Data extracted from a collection
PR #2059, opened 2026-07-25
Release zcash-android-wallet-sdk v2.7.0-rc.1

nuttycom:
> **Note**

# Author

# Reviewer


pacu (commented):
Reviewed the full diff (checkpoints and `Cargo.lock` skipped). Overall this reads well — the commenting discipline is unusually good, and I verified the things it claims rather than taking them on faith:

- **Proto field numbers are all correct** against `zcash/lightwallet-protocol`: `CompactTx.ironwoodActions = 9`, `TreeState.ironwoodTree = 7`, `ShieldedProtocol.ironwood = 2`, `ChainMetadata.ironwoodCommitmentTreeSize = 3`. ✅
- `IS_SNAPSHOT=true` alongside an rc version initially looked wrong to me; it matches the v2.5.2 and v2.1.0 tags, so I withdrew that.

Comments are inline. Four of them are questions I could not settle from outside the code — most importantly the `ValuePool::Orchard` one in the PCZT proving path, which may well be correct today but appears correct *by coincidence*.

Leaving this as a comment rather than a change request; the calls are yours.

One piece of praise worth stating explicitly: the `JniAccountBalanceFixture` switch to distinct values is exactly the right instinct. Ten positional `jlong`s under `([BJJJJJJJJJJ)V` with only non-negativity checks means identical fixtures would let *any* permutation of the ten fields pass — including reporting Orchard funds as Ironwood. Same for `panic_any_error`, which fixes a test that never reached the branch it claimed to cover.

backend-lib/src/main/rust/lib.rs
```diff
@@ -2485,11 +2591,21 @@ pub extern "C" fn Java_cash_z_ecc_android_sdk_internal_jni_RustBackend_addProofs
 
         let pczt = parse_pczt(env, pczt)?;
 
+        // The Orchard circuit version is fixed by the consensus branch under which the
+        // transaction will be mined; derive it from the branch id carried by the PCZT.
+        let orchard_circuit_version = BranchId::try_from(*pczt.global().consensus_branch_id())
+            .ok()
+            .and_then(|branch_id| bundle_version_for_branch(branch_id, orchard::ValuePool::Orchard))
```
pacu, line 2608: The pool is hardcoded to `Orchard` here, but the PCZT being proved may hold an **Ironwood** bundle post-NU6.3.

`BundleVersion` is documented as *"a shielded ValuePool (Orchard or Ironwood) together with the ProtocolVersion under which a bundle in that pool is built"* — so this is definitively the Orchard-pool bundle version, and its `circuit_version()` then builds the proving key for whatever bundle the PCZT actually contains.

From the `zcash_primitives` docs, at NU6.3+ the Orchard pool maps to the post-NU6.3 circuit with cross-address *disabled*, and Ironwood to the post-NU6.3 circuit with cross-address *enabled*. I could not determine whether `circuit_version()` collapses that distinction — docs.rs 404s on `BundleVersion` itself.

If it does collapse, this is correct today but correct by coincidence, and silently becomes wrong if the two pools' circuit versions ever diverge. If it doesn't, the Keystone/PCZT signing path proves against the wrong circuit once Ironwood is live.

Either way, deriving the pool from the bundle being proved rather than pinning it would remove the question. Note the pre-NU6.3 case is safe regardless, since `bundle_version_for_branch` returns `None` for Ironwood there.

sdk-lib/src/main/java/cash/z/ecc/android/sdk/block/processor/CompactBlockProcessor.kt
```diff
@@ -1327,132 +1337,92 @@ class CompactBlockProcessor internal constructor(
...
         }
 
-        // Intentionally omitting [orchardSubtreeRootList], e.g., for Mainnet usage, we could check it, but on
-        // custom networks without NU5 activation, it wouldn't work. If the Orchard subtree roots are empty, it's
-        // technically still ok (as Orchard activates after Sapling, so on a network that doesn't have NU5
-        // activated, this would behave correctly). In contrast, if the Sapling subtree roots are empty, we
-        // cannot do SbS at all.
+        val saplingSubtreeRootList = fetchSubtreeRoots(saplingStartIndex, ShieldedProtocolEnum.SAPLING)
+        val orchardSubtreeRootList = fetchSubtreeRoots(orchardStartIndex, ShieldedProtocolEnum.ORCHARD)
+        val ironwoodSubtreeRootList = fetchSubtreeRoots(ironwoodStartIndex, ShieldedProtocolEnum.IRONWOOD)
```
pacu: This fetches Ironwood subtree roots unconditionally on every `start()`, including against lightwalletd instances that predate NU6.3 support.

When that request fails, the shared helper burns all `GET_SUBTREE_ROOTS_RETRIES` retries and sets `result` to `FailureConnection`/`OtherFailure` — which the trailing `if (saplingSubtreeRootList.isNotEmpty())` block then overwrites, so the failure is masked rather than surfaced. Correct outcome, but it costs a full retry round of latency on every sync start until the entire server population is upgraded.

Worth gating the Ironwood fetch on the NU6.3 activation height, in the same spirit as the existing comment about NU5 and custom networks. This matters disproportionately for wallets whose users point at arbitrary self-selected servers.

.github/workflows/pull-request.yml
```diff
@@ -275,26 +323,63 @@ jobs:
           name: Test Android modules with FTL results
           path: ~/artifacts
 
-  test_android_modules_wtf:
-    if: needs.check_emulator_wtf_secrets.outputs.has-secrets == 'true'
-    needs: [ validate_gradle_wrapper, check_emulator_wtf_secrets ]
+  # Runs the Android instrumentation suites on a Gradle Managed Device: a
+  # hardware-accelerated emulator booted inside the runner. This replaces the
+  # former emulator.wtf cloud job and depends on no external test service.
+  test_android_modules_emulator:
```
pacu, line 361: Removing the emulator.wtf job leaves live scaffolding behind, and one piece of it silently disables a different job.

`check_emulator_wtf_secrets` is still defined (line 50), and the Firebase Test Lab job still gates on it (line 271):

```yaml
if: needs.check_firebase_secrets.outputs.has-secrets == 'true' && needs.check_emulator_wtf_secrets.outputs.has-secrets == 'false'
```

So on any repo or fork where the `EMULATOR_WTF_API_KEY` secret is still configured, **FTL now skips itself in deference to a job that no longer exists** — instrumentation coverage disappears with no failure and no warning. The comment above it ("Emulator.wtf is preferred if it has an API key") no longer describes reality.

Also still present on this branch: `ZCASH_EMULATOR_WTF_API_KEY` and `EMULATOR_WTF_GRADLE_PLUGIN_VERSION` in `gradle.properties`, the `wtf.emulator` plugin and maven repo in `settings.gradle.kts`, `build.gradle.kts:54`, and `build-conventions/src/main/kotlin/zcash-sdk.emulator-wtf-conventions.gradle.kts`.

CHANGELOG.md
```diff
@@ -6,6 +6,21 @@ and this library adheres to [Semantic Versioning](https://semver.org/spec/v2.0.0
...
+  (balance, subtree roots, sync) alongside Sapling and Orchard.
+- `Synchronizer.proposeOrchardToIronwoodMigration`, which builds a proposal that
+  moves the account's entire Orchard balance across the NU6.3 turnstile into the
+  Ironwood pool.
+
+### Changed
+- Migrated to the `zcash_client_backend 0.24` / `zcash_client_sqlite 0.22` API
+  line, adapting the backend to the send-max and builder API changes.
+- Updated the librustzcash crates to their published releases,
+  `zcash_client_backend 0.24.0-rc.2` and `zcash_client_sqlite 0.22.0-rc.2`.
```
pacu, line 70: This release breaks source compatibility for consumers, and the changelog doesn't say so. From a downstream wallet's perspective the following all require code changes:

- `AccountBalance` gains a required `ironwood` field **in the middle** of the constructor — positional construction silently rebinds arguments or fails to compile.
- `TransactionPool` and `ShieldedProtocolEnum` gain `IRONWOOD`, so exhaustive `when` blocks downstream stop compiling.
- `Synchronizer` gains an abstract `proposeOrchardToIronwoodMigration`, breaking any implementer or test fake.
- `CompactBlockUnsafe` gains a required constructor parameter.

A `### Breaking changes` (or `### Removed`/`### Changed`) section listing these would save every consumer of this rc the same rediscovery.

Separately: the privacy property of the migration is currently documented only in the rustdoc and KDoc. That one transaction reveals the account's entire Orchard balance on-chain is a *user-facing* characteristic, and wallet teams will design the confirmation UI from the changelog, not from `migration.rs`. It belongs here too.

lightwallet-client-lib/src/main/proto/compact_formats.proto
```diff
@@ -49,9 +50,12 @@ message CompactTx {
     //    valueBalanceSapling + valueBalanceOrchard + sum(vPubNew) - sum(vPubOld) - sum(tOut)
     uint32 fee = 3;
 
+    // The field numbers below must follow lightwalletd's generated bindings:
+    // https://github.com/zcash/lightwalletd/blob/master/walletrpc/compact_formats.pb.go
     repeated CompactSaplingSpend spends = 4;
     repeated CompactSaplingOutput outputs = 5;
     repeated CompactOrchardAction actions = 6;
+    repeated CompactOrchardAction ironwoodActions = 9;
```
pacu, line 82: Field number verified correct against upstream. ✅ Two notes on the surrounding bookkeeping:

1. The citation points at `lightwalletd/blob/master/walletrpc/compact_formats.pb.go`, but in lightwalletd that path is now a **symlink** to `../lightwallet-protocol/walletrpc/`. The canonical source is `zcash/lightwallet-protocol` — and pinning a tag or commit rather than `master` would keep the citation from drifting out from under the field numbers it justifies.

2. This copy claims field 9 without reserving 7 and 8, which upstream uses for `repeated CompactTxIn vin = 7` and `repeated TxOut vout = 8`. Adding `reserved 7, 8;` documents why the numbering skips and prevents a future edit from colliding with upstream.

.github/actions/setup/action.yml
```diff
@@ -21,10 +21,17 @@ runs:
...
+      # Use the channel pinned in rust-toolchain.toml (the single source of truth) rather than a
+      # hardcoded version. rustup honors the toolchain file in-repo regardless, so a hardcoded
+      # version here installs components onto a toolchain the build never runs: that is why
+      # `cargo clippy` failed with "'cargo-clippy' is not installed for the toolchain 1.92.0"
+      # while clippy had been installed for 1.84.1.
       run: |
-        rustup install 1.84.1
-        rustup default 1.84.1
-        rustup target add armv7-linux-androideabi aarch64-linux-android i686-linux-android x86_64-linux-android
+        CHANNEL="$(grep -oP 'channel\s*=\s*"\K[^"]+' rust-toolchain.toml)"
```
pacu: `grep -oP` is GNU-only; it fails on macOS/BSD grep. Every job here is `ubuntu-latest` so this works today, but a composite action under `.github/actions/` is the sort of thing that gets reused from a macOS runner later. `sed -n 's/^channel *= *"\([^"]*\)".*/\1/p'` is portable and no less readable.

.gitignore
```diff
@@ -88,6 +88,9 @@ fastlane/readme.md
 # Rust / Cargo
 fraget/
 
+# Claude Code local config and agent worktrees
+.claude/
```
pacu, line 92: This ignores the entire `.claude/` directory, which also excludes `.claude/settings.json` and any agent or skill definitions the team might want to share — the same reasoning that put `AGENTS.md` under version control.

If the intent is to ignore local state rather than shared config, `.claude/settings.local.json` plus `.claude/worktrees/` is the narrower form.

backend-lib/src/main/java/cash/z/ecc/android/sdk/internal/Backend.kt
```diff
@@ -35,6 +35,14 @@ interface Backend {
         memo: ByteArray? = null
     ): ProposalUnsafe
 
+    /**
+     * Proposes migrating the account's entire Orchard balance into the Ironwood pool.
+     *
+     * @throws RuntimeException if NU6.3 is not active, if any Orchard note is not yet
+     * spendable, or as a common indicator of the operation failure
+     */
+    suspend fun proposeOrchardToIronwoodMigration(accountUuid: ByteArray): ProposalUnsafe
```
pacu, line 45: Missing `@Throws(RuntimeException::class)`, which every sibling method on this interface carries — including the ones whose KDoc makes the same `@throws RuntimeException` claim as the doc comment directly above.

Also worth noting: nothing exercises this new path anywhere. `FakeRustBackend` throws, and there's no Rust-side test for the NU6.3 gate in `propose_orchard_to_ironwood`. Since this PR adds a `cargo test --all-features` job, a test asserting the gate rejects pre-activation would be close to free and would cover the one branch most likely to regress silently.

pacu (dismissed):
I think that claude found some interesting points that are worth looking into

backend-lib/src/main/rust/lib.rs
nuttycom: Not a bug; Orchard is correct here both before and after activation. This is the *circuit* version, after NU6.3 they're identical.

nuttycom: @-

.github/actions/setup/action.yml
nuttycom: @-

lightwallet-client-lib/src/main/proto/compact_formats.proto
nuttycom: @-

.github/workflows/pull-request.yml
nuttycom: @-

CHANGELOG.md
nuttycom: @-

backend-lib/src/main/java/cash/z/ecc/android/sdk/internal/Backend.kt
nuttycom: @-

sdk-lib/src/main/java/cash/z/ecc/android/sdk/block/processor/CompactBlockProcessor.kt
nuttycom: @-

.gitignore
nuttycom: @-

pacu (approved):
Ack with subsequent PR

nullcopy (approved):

▶ _What you have to do_:
Write out word for word only the lines from the start of the entries down to the line with "Comments are inline.", please, including both ends.

▶ _Answer to this exercise_:
PR #2059, opened 2026-07-25
Release zcash-android-wallet-sdk v2.7.0-rc.1

nuttycom:
> **Note**

# Author

# Reviewer


pacu (commented):
Reviewed the full diff (checkpoints and `Cargo.lock` skipped). Overall this reads well — the commenting discipline is unusually good, and I verified the things it claims rather than taking them on faith:

- **Proto field numbers are all correct** against `zcash/lightwallet-protocol`: `CompactTx.ironwoodActions = 9`, `TreeState.ironwoodTree = 7`, `ShieldedProtocol.ironwood = 2`, `ChainMetadata.ironwoodCommitmentTreeSize = 3`. ✅
- `IS_SNAPSHOT=true` alongside an rc version initially looked wrong to me; it matches the v2.5.2 and v2.1.0 tags, so I withdrew that.

Comments are inline. Four of them are questions I could not settle from outside the code — most importantly the `ValuePool::Orchard` one in the PCZT proving path, which may well be correct today but appears correct *by coincidence*.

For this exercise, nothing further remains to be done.